### Your goal
Exactly as written, reproduce the lines from the one that contains "[(Union-all: elems)" through the end of the records.

BEGIN Study material

PR #582, opened 2017-07-13
backwards-compatibility: make HashTableTop generate a flat contract

### LINKED ISSUE #581: Changes to hash table types break `wrap`
```
raco setup:     compiling: <pkgs>/wrap/wrap/aws/dynamodb/parse.rkt
raco setup: error: during making for <pkgs>/wrap/wrap/aws/swf
raco setup:   /home/samth/tmp/wrap/wrap/aws/dynamodb/parse.rkt:78:10: Type Checker: Type HashTableTop could not be converted to a contract: required a flat contract but generated a chaperone contract
raco setup:     in: json
```

See error here: https://plt.eecs.northwestern.edu/pkg-build/server/built/fail/wrap.txt

bennn:
Changing `HashTableTop` from a singleton to the union:

```
  (U (Immutable-HashTable Any Any) MutableHashTable WeakHashTable)
```

is a backwards compatibility issue because the type `Any` requires a chaperone,
therefore `HashTableTop` requires a chaperone.

This commit adds a case to make sure `HashTableTop` generates a flat contract.

Closes #581

### DIFF
--- a/typed-racket-lib/typed-racket/private/type-contract.rkt
+++ b/typed-racket-lib/typed-racket/private/type-contract.rkt
@@ -464,6 +464,13 @@
             (apply or/sc (append other-scs (map t->sc (nbits->base-types nbits)))))]
        [(? Union? t)
         (match (normalize-type t)
+          [(HashTableTop:)
+           ;; NOTE: this is a special case to make `HashTableTop` produce a flat contract.
+           ;; Without this case:
+           ;; - `HashTableTop` would make a chaperone contract
+           ;; - because `HashTableTop` is a union containing `(Immutable-HashTable Any Any)`
+           ;; - and `Any` makes a chaperone contract
+           hash?/sc]
           [(Union-all: elems)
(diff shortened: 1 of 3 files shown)


typed-racket-lib/typed-racket/private/type-contract.rkt
```diff
@@ -464,6 +464,13 @@
             (apply or/sc (append other-scs (map t->sc (nbits->base-types nbits)))))]
        [(? Union? t)
         (match (normalize-type t)
+          [(HashTableTop:)
+           ;; NOTE: this is a special case to make `HashTableTop` produce a flat contract.
```
samth: This is just a strictly better contract, right?

bennn: Strictly better for the type HashTableTop, yes.

I don't think it's better for something that could be an `(ImmutableHashTable Any Any)`, but then again it seems like the contract for the `Any` type tends to get in people's way.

END Study material

### Task result
           [(Union-all: elems)
(diff shortened: 1 of 3 files shown)


typed-racket-lib/typed-racket/private/type-contract.rkt
```diff
@@ -464,6 +464,13 @@
             (apply or/sc (append other-scs (map t->sc (nbits->base-types nbits)))))]
        [(? Union? t)
         (match (normalize-type t)
+          [(HashTableTop:)
+           ;; NOTE: this is a special case to make `HashTableTop` produce a flat contract.
```
samth: This is just a strictly better contract, right?

bennn: Strictly better for the type HashTableTop, yes.

I don't think it's better for something that could be an `(ImmutableHashTable Any Any)`, but then again it seems like the contract for the `Any` type tends to get in people's way.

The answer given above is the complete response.